Student George William Beatty flew his first solo flight on July 23, 1911, and that same day flew as a passenger with Welsh to establish a new American two-man altitude record of 1,860 feet, one of Welsh's many such records.[4]
Welsh died in a crash on June 11, 1912, while flying with Leighton Wilson Hazelhurst, Jr. at the United States Army Aviation School in College Park, Maryland, on a Wright Model C that had recently been purchased by the Aeronautical Division, U.S. Signal Corps.[5] The United States Army Signal Corps had established a series of ten acceptance tests for the aircraft, and Welsh and Hazelhurst were taking the Model C on a climbing test, the next to last in the series required by the Army. Shortly after takeoff, the plane pitched over while making a turn and fell 30feet to the ground, killing both crew members. They had both been ejected from their seats, with Welsh suffering a crushed skull and Hazelhurst a broken neck. The New York Times described Welsh as "one of the most daring professional aviators in America" and his flying partner Hazelhurst as being among the "most promising of the younger aviators of the army".[6]
A board of inquiry was formed by the United States Secretary of War Henry Lewis Stimson, which concluded that Welsh was at fault in the crash, having risen to 150 feet, with the plan to dive at a 45-degree angle in order to gain momentum for a climb, but had made the dive too soon, with the board's results reported in the June 29, 1912, issue of Scientific American. In a 2003 interview, a cousin of Welsh's reported the family's belief that the tests were run too rapidly and that Welsh was doomed to fail by carrying too much fuel and a passenger, giving a craft that would be unable to make the planned maneuver with the weight it was carrying.
Former student George William Beatty, who had set up his own flying instruction school on Long Island, replaced Welsh as the government's test pilot at the College Park facility.[7]
Welsh's funeral was held on June 13 at Adas Israel Congregation in Washington, D.C., then an Orthodox Jewish synagogue, with services led by the congregation's cantor Joseph Glushak. The funeral was attended by Orville Wright and his sister Katharine, who had traveled from Dayton, Ohio, and who were still in mourning for their brother Wilbur, who had died less than two weeks earlier. Welsh was buried at the Adas Israel Cemetery in the Douglass neighborhood of Washington, D.C.[8]

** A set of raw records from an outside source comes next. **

PR #1782, opened 2023-05-18
CBL-4531 : Update PublicKey+Apple to use non deprecated keychain APIs

pasin:
* Ported 539b8084786b09d6d99f3799a7738ad14aaadf22 and 52d835eb14539813b699f483d3a9afc01a25c0c0 from master / 3.1 branch.
* Plus, Removed base SDK check as it's not necessary and corrected issuer and serial number data type.

### DIFF
--- a/Crypto/PublicKey+Apple.mm
+++ b/Crypto/PublicKey+Apple.mm
@@ -340,12 +340,26 @@ namespace litecore { namespace crypto {
                 (id)kSecAttrIsPermanent:    @YES,
                 (id)kSecAttrLabel:          @(timestr),
             };
-            SecKeyRef publicKey, privateKey;
-            ++gC4ExpectExceptions;
-            OSStatus err = SecKeyGeneratePair((CFDictionaryRef)params, &publicKey, &privateKey);
-            --gC4ExpectExceptions;
-            checkOSStatus(err, "SecKeyGeneratePair", "Couldn't create a private key");
-
+            
+            SecKeyRef publicKey = NULL, privateKey = NULL;
+            if (@available(macOS 10.12, iOS 10.0, *)) {
+                CFErrorRef error;
+                ++gC4ExpectExceptions;
+                privateKey = SecKeyCreateRandomKey((CFDictionaryRef)params, &error);
+                --gC4ExpectExceptions;
+                if (!privateKey) {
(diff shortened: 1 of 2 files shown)


bmeike (approved):
Would it be worthwhile to create two subclasses, one for 12/15 and greater, one for the rest?  That might save those if-then-else paths...

Crypto/PublicKey+Apple.mm
```diff
@@ -340,12 +340,26 @@ virtual int _sign(int/*mbedtls_md_type_t*/ mbedDigestAlgorithm,
...
-            ++gC4ExpectExceptions;
-            OSStatus err = SecKeyGeneratePair((CFDictionaryRef)params, &publicKey, &privateKey);
-            --gC4ExpectExceptions;
-            checkOSStatus(err, "SecKeyGeneratePair", "Couldn't create a private key");
-
+            
+            SecKeyRef publicKey = NULL, privateKey = NULL;
+            if (@available(macOS 10.12, iOS 10.0, *)) {
+                CFErrorRef error;
+                ++gC4ExpectExceptions;
```
jianminzhao, line 347: gC4ExpectException is, I think, intended for tests Why here?

pasin: Those are ported from the master branch. I do not know exactly but there are multiple places that use that in the file. My best guess is that Apple Keychain internally throws exception and without that all tests that use keychain could be annoyingly stopped when the exception was thrown internally. 

If the recommendation is to not using those, that should be done in a separate tickets in all places in the file.

pasin:
> Would it be worthwhile to create two subclasses, one for 12/15 and greater, one for the rest? That might save those if-then-else paths...

This is a good suggestion, but I'm not sure if it's worth to do or not as they will be 3 subclasses as of now and could be more in the future as Apple keeps changing this. Also this is too big of the change to the release branch.

Crypto/PublicKey+Apple.mm
pasin: I created CBL-4532.

jianminzhao (approved):

bmeike:
Great point about too big a change.  I hadn't noticed that this targeted a release branch.

PR #1783, opened 2023-05-18
CBL-4536: Share `DBAccess` of `Replicator` with `BuiltinWebSocket`

blaugold:
<strike>
This change opens a dedicated `C4Database` for the `BuiltinWebSocket` so that it can safely use it in the thread that is launched to establish a connection.
</strike>

This change shares the thread safe `DBAccess` of `Replicator` with `BuiltinWebSocket`.

Previously, the same `C4Database` that was used by an app was also used by the `BuiltinWebSocket`. This left the possibility of unsafe concurrent access from two threads, which could leave the database in an inconsistent state, rendering it unusable.

### DIFF
--- a/Replicator/Replicator.cc
+++ b/Replicator/Replicator.cc
@@ -58,12 +58,9 @@ namespace litecore { namespace repl {
         return result.str();
     }
 
-    shared_ptr<DBAccess> Replicator::createDBAccess(C4Database* db, Options* options) {
-        return make_shared<DBAccess>(db, options->properties["disable_blob_support"_sl].asBool());
-    }
-
     Replicator::Replicator(C4Database* db, websocket::WebSocket* webSocket, Delegate& delegate, Options* options)
-        : Replicator(createDBAccess(db, options), webSocket, delegate, options) {}
+        : Replicator(make_shared<DBAccess>(db, options->properties["disable_blob_support"_sl].asBool()), webSocket,
+                     delegate, options) {}
 
     Replicator::Replicator(shared_ptr<DBAccess> db, websocket::WebSocket* webSocket, Delegate& delegate,
                            Options* options)
--- a/Replicator/Replicator.cc
+++ b/Replicator/Replicator.cc
@@ -58,10 +58,16 @@ namespace litecore { namespace repl {
         return result.str();
     }
 
+    shared_ptr<DBAccess> Replicator::createDBAccess(C4Database* db, Options* options) {
+        return make_shared<DBAccess>(db, options->properties["disable_blob_support"_sl].asBool());
+    }
+
     Replicator::Replicator(C4Database* db, websocket::WebSocket* webSocket, Delegate& delegate, Options* options)
-        : Worker(new Connection(webSocket, options->properties, {}), nullptr, options,
-                 make_shared<DBAccess>(db, options->properties["disable_blob_support"_sl].asBool()), "Repl",
-                 kNotCollectionIndex)
+        : Replicator(createDBAccess(db, options), webSocket, delegate, options) {}
+
+    Replicator::Replicator(shared_ptr<DBAccess> db, websocket::WebSocket* webSocket, Delegate& delegate,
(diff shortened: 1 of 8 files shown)


jianminzhao:
Good catch! The BuiltInWebSocket only uses the db for connecting and has incur the cost of concurrency. It would be more efficient to be able to share db, shared_ptr<DBAccess>, with the Replicator. But current Replicator API does not take it.

jianminzhao:
@snej what do you think?

snej:
I was actually surprised to see that BuiltinWebSocket uses C4Database at all -- it seems like a layering problem. The only thing it uses the database for is getting and setting cookies. It seems a waste to open a new db handle (with megabytes of block cache) just for that.

The C4RemoteReplicator already opens another db handle for the Replicator to use. This one should be fine to use because the WebSocket only uses it before the connection is established, and the replicator only uses it afterwards. So in C4RemoteReplicator.hh:

```c++
            auto webSocket     = CreateWebSocket(_url, socketOptions(), _database, _socketFactory);
            auto dbOpenedAgain = _database->openAgain();
```

How about reversing those two lines and passing dbOpenedAgain to CreateWebSocket?

snej (changes requested):
(see comment above)

jianminzhao:
That is my first reaction on the matter. But reading more carefully, I found Replicator actually start to use database after threading out to establish the connection. So, there is a potential racing.
If we could have the following 
    Replicator::Replicator(C4Database* db,
                           websocket::WebSocket *webSocket,
                           Delegate &delegate,
                           Options options)
to take "shared_ptr<DBAccess>" in place of the first argument, then we can safely share it with WebSocket.

pasin:
Please note that CBL-4529 is created for release/lithium branch. For this PR, we will need another ticket for reference.

pasin:
I have cloned the ticket into CBL-4536 for master branch.

blaugold:
Thanks for the feedback. I've changed the PR to share the `DBAccess` of `Replicator` with `BuiltinWebSocket`, as suggested by @jianminzhao.

@pasin Thanks for linking the correct ticket.

Replicator/Replicator.hh
```diff
@@ -43,7 +43,10 @@ namespace litecore { namespace repl {
         using CloseStatus = blip::Connection::CloseStatus;
         using Options     = litecore::repl::Options;
 
+        static shared_ptr<DBAccess> createDBAccess(C4Database* NONNULL, Options* NONNULL);
```
jianminzhao, line 46: It appears to me little extraneous:  createDBAccess.  vs make_shared<DBAccess>. The latter is more straightforward, saving me a "go to definition" as I encounter it. 
Otherwise, very good.

blaugold: I pulled `createDBAccess` out because we now create `DBAccess`, based on `Options`, in two different places. 

1. In the preexisting `Replicator` constructor, that takes a `C4Database`. It's convenient to keep that because it is used in tests.
2. In `C4RemoteReplicator::createReplicator`.

I wanted to avoid the duplication, but please let me know if I should create `DBAccess` with `make_shared` in both places.

jianminzhao: Of course, we don't want to remove the old API. I meant to compare make_shared<DBAccess>() with createDBAccess(). They have the same argument signature and users supply same arguments.

Replicator/Replicator.cc
```diff
@@ -74,7 +77,7 @@ namespace litecore { namespace repl {
             //                    : all collections are passive.
             _options->verify();
 
-            _loggingID  = string(db->getPath()) + " " + _loggingID;
+            _loggingID  = string(db->useLocked()->getPath()) + " " + _loggingID;
```
jianminzhao, line 80: good catch

jianminzhao (approved):

snej (approved):
Looks good to me. Thanks!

Welsh was survived by his wife Annie, who died in 1926, and by their two-year-old daughter Ailene. His daughter lived into her 90s, living in England and adopting the name Abigail, but keeping the last name Welsh. In a 2003 interview she recalled the warmth and kindness of members of what she called the "Wright Circle", and how she had crawled through the legs of Hap Arnold as a toddler when he visited the family home. She expressed her regret that "I wish I had known my father. I heard so many good things about him."[8]
In his 1949 book Global Mission, Hap Arnold credited Welsh with having "taught me all he knew, or rather, he had taught me all he could teach. He knew much more."[8]
Welsh grew up in the same Washington D.C. neighborhood, Southwest, as another Russian immigrant, Asa Yoelson, later better known as the singer Al Jolson.